Retirement, Assisted Living, Nursing Home, Memory Care, & Alzheimers Care Facilities:
AAWV has some of the best salesmen in the A&A field. They are impressive, aggressive, and have the resources to get all of your veterans on this who meet the physical criteria. If you think only referring to them is safe or smart, youre wrong.
I predict there will be several lawsuits in the very near future where it will be concluded that facilities that worked exclusively with AAWV (or that placed a disproportionately high trust in AAWV instead of using several different A&A advisors and/or investigating on their own VA Accredited alternatives) will start getting sued. Heres why: The fees the investment products that AAWV recommends are high, and a few of their practices (especially by sloppy Professional Members) could be interpreted as predatory towards elderly veterans.
Out of all of the associations working today to help veterans with A&A, AAWV, is the best at getting veterans approved. However, they are also severely restricted in the financial recommendations that they make. This is a Catcha 22. If you get overly involved and start looking at what investments are recommended, you cross the line and become a financial advisor.
If you get under-involved, you might get lumped into a case where your relationship with AAWV and your other A&A advisors means you were careless in the level of access you allowed these associations within your facility and by association are guilty and liable. If you dont have a plan detailing how you will respond to a class action suit and how you will mitigate this risk in the interim, I firmly believe you and your organization are foolish.
I used to work as an AAWV "Professional Member" but left on my own due to what I felt was an ethical conflict of interest... Management changed, and I was going to be forced to recommend investments that I knew were sub-par for what the average independent financial advisor would recommend. I was further constrained by their internal policies, because they would not let me make recommendations on more appropriate investment products- even when I volunteered to donate 50% of the commissions for those products to AAWV!

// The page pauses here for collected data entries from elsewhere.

Issue #3946, opened 2019-09-03
PaaS-friendly metrics 


paulmelnikow:
As discussed at #3874 we're having a serious capacity problem which is having a negative impact on our users. I've proposed an experiment which is to run Shields for a day on four Herkou dynos and compare the performance. IMO the most useful metric would be onboard response time, and ideally we'd have a way to measure it both before and after.

If the Heroku experiment works well, it would be a convenient way to go forward as the deploy and scaling process is easy and transparent, and they have agreed to sponsor us at a level that I expect will fully cover the cost.

There's a challenge to overcome with using Prometheus on Heroku. In https://github.com/badges/shields/issues/3874#issuecomment-523061570 I mentioned:

> 2\. Because the individual servers can't be reached externally, metrics will need to be generated on each server and sent to the metrics server. [This SO post](https://stackoverflow.com/questions/48830134/how-to-monitor-heroku-multi-dynos-app-with-prometheus) outlines two options: one using [pushgateway](https://prometheus.io/docs/practices/pushing/), and the other scraping more frequently and including the `$DYNO` variable in the metrics.

I think my first suggestion would be to try to use pushgateway and see how well that works. What do you think about this option?

/cc @platan

(Related to previous effort at #1848)

paulmelnikow:
Prometheus really seems to discourage this setup and as far as I can tell doesn't have a recipe for a PaaS like Heroku. [In the readme](https://github.com/prometheus/pushgateway#non-goals) they state they chose not to implement TTL because they consider it an anti-pattern. [There is a fork we could consider](https://github.com/pkcakeout/pushgateway#stale-timers-extension) which has implemented a TTL extension.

Instead, I recommend becoming a VA Accredited financial advisor, pairing up with the most ethical estate planning/trust attorney you know (you could probably find one on the VA Accredited Attorney list) and doing this as an independent financial advisor with an investment company that does not require that you sell only their financial products. If you are smart, you will attend an AAWV seminar at a facility, take copious notes about how they are selling, and go through the process as if you are a concerned son/daughter looking to have your modestly wealthy parent move into the facility ($500K in an unqualified investment account & a $750K home that is paid off will get them motivated to meet and work with you). You're looking at an investment of more than $5K to get a comparable operation up and running (projector, screen, presentation with audio, etc). But that should pay off quickly if you have good ethics and decent salesmanship skills.

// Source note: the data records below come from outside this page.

Issue #4684, opened 2020-02-24
Badge request: Conda license


lewisacidic:
:clipboard: **Description**

A badge displaying the license from conda

:link: **Data**

Conda API, just like the other conda services:

URL: api.anaconda.org/package/:channel/:package

field: license

:microphone: **Motivation**

Get license information for conda-only packages.

PyvesB:
Hello @lewisacidic, thanks for the suggestion! Would you like to submit a pull request? We've got a [nice little tutorial](https://github.com/badges/shields/blob/master/doc/TUTORIAL.md) to get you started. 😉

lewisacidic:
I've got no time for a few weeks - I'll put it on my list but it might take some time to get to it.

mondeja:
This issue can be closed.

PR #4875, opened 2020-04-05
[Conda] license badge added.

mondeja:
As was requested in #4684, I've added the Conda license badge.


PyvesB:
Thanks for your contribution @mondeja ! Everything looks good to me. 👍 

Does another maintainer want to have a look before I merged this?

services/conda/conda-base.js
```diff
@@ -5,6 +5,7 @@ const { nonNegativeInteger } = require('../validators')
 const { BaseJsonService } = require('..')
 
 const condaSchema = Joi.object({
+  license: Joi.string(),
```
chris48s, line 8: We should either make `license` a `.required()` key, or if it is optional in the response then `CondaLicense` should have its own schema that only requires `license`.

mondeja: Some packages have the license as null. For example [this](https://api.anaconda.org/package/conda-forge/python). I'm not secure if license key are included in all packages, neither if the schema match with null licenses. I'll take a look at it again.

chris48s: OK. If license may be null or missing, then we don't want to make it required to render the platform/version badges. Lets define a custom schema in `conda-license.service.js` for just the license:

```js
const schema = Joi.object({
  license: Joi.string().required(),
}).required()
```

and make it required for the license badge only.

calebcartwright: I forget offhand whether a `null` value would fail that schema validation, but as long as we can throw an error and present a helpful message (like no license found) as opposed to the `invalid response data` that'd be good

services/conda/conda-license.service.js
```diff
@@ -0,0 +1,60 @@
...
+  static render({ licenses }) {
+    return renderLicenseBadge({ licenses })
+  }
+
+  async handle({ channel, pkg }) {
+    const json = await this._requestJson({
+      schema,
+      url: `https://api.anaconda.org/package/${channel}/${pkg}`,
+    })
+    // const json = await this.fetch({ channel, pkg })
```
calebcartwright, line 55: Let's remove this

mondeja: Sorry, it's removed.

calebcartwright: No worries! We all do it :smile:

PR #9866, opened 2024-01-01
migrate examples to openApi part 35; affects [npm]

chris48s:

### DIFF
--- a/services/npm/npm-dependency-version.service.js
+++ b/services/npm/npm-dependency-version.service.js
@@ -1,8 +1,9 @@
+import { pathParam, queryParam } from '../index.js'
 import { getDependencyVersion } from '../package-json-helpers.js'
-import NpmBase from './npm-base.js'
-
-const { queryParamSchema } = NpmBase
-const keywords = ['node']
+import NpmBase, {
+  queryParamSchema,
+  packageNameDescription,
+} from './npm-base.js'
 
 export default class NpmDependencyVersion extends NpmBase {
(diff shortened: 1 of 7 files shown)


services/npm/npm-dependency-version.service.js
```diff
@@ -14,89 +15,55 @@ export default class NpmDependencyVersion extends NpmBase {
...
+          pathParam({
+            name: 'packageName',
+            example: 'react-boxplot',
+            description: packageNameDescription,
+          }),
+          pathParam({
+            name: 'dependency',
+            example: 'simple-statistics',
+            description: packageNameDescription,
+          }),
```
PyvesB, line 32: I like the fact that we've simplified this into two fields with an explanation of what this scoping business is. I'm personally somewhat familiar with the "scope" terminology because I've occasionally come across it in the Shields.io code, but I feel that someone which isn't a JS power-user may not be familiar with the wording.

However, I must admit that I was briefly confused both when reading the code and trying the badge out in the review app. I think this boils down to the fact that `package` is a package and `dependency` is also a package, and we're basically overloading the word package in the path parameter name, the explanation of the parameters, and the examples within the explanations.

I think it may help to replace any mentions of package by dependency in the dependency parameter description (even if a dependency is technically also a package), and instead of giving `package` and `@author/package` as examples in the description, use something more specific-sounding like  `my-package` and `@author/my-package`

PyvesB (approved):

PR #9870, opened 2024-01-02
Add Support for [Nostr] Followers

sepehr-safari:
Added first and simplest interaction with Nostr (https://github.com/nostr-protocol/nostr).

Using APIs from https://api.nostr.band/ to keep things fast and simple.

Some other useful stats will be added further.


sepehr-safari:
ready to merge I guess?

chris48s:
Before I do a code review on this, a couple of things:

1. As I understand it, nostr is a decentralised protocol. https://nostr.band/ is a stats service, but it is basically a stats service someone has set up - it is not "official". Someone else could come along and set up another "stats about nostr" service which is no more or less valid as a source of information than nostr.band. Is that a reasonable assessment of what nostr.band is?

2. Your service tests are failing. Can you have a look at getting the build passing before we review.

Thanks

sepehr-safari:
> nostr is a decentralised protocol.

Yes.

>  https://nostr.band/ is a stats service.

Yes.

> https://nostr.band/ is not "official".

Yes.

> Someone else could come along and set up another "stats about nostr" service.

Yes.

> Your service tests are failing.

FIXED! (https://github.com/badges/shields/pull/9870/commits/3e896e41fa89e209b2843e1c6a3ca8540884bcf0)

### so here is the conclusion:

1. **there is NOTHING "official" about Nostr.** not even a little thing. this is the first rule of "decentralize".
2. we can simply rely on a well-stablished service such as **nostr.band**.


ready to code review and merge.
thank you.

chris48s:
So I think I'd say the "service" here isn't really "nostr". It is nostr.band.

I guess what I'm getting at here is: If someone else sets up a competing service offering stats about the nostr network, why did stats from nostr.band get to be `/nostr` and not them? Seems like no good reason, right?

I'd suggest we make the route base for this `/nostr-band`.

A somewhat analogous situation would be: We have badges that show stats about the NPM ecosystem from https://npms.io/ and https://npm-stat.com/ but they live under `/npm-stat` and `/npms-io`.

sepehr-safari:
you are right. I've changed the service from `nostr` to `nostr-band`.
is there anything else that should be considered for this pr?

I would also suggest creating a separate service for `nostr` where users can freely choose their desired `relay` and fetch stats directly from that relay over `websocket`.
that would be the real decentralized nostr flow, not forcing users to use a pre-defined API service.
is there any documentation to use `websocket` inside your services?

services/nostr-band/nostr-band-followers.service.js
```diff
@@ -0,0 +1,57 @@
...
+
+export default class NostrBandFollowers extends BaseJsonService {
+  static category = 'social'
+
+  static route = {
+    base: 'nostr-band/followers',
+    pattern: ':npub',
+  }
+
+  static examples = [
```
chris48s, line 21: Can we write this as an `openApi` object. See the docs in https://github.com/badges/shields/blob/master/doc/TUTORIAL.md#44-adding-documentation-to-the-frontend

We do still have some services using the old `examples` format, but there are not many left and we are in the process of converting them all. See https://github.com/badges/shields/issues/9285

New badges should use the `openApi` format.

services/nostr-band/nostr-band-followers.service.js
```diff
@@ -0,0 +1,57 @@
+import Joi from 'joi'
+import { metric } from '../text-formatters.js'
+import { BaseJsonService } from '../index.js'
+
+const npubSchema = Joi.object({
+  followers_pubkey_count: Joi.number().required(),
+}).required()
+
+const mainSchema = Joi.object({
+  stats: Joi.object().pattern(Joi.string(), npubSchema).required(),
```
chris48s, line 10: If we're going to access `Object.keys(stats)[0]` we need to make sure the stats object has at least one key when we validate. This schema will accept `{ "stats": {} }` as a valid input and then produce undesired output. We can ensure the object has at least one key by doing `stats: Joi.object().min(1).pattern(...` here. Tbh, I'd actually be inclined to make this `.min(1).max(1)` as based on the code, it seems like we're really expecting _exactly_ one key and two would be unexpected?

services/nostr-band/nostr-band-followers.service.js
```diff
@@ -0,0 +1,57 @@
...
+    {
+      title: 'Nostr.band Followers',
+      namedParams: {
+        npub: 'npub18c556t7n8xa3df2q82rwxejfglw5przds7sqvefylzjh8tjne28qld0we7',
+      },
+      staticPreview: this.render({ followers: 720 }),
+    },
+  ]
+
+  static defaultBadgeData = { label: 'followers', namedLogo: 'nostr' }
```
chris48s, line 31: This logo does not exist in the simple-icons set. Can we remove it

services/nostr-band/nostr-band-followers.tester.js
```diff
@@ -0,0 +1,28 @@
+import Joi from 'joi'
+import { isMetric } from '../test-validators.js'
+import { createServiceTester } from '../tester.js'
+export const t = await createServiceTester()
```
chris48s, line 4: This file looks like we've got 4 tests, but as far as I can see, 2 of them are just the same two tests duplicated. They don't seem to be functionally different.

services/nostr-band/nostr-band-followers.tester.js
```diff
@@ -0,0 +1,28 @@
...
+
+t.create('fetch: valid npub')
+  .get('/npub18c556t7n8xa3df2q82rwxejfglw5przds7sqvefylzjh8tjne28qld0we7.json')
+  .expectBadge({
+    label: 'followers',
+    message: Joi.alternatives().try(isMetric, Joi.equal('invalid pubkey')),
```
chris48s, line 10: Can we make the expectation here just `isMetric`. If this example becomes invalid we'll update it.

chris48s (commented):
thanks - have looked over the code and left some comments

chris48s:
> I would also suggest creating a separate service for nostr where users can freely choose their desired relay and fetch stats directly from that relay over websocket.
> that would be the real decentralized nostr flow, not forcing users to use a pre-defined API service.
> is there any documentation to use websocket inside your services?

I suggest moving the discussion of this to a badge request issue. Lets not scope creep here as it feels like what you've got here is pretty close.

We don't have any other services that use websockets, so if you wanted to contribute that it would have to be a new base class. If you wanted to implement that, I'd suggest looking over the existing base classes we have, for example:

- https://github.com/badges/shields/blob/master/core/base-service/base-graphql.js
- https://github.com/badges/shields/blob/master/core/base-service/base-json.js
- https://github.com/badges/shields/blob/master/core/base-service/base-xml.js

but its probably useful to nail down the details in an issue a bit first given it would be quite an involved contribution.

services/nostr-band/nostr-band-followers.service.js
sepehr-safari: done: https://github.com/badges/shields/pull/9870/commits/16a1b31ae17ff9b019875f1e93abc06a9378af55

services/nostr-band/nostr-band-followers.service.js
sepehr-safari: done: https://github.com/badges/shields/pull/9870/commits/bc6faa834fb85bfa8cc8f186f1a08d010fd2dc87

services/nostr-band/nostr-band-followers.service.js
sepehr-safari: done: https://github.com/badges/shields/pull/9870/commits/4d28b105572e9d5f716c4898e152d81a31e9ac80

services/nostr-band/nostr-band-followers.tester.js
sepehr-safari: done: https://github.com/badges/shields/pull/9870/commits/6f75cffe2beef226c339afa3a99988278ad68aff

services/nostr-band/nostr-band-followers.tester.js
sepehr-safari: done: https://github.com/badges/shields/pull/9870/commits/63b4d698d3edae15399ad32beffed2ec475e2971

sepehr-safari:
thanks for your detailed review. think I've successfully addressed all your specs.

sepehr-safari:
> I suggest moving the discussion of this to a badge request issue.

good idea. I will open an issue for implementing websocket and the rest.

services/nostr-band/nostr-band-followers.tester.js
```diff
@@ -0,0 +1,16 @@
+import Joi from 'joi'
+import { isMetric } from '../test-validators.js'
+import { createServiceTester } from '../tester.js'
+export const t = await createServiceTester()
+
+t.create('fetch: valid npub')
+  .get('/npub18c556t7n8xa3df2q82rwxejfglw5przds7sqvefylzjh8tjne28qld0we7.json')
+  .expectBadge({
+    label: 'followers',
+    message: Joi.alternatives().try(isMetric),
```
chris48s, line 10:
```suggestion
    message: isMetric,
```

chris48s (approved):
Nice one. Merging. Btw, I really appreciate the way you replied to each comment with a link to the commit addressing that comment - makes the second pass of review super easy. Thanks

sepehr-safari:
> I really appreciate the way you replied to each comment with a link to the commit addressing that comment - makes the second pass of review super easy.

glad it was helpful. thank you.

To be clear: If you have a Series 7, you won't be able to use it with AAWV or their insurance affiliate (with the possible exception of Michigan which is over-run with these guys). Series 6 reps: You won't really be able to use yours either, but chances are that you are the despicable low-fruit/high-commission unethical/captured insurance-slinging idiots AAWV is looking for. May God have mercy on your soul, cause if I run into you in a public setting I sure-as-Hades will not.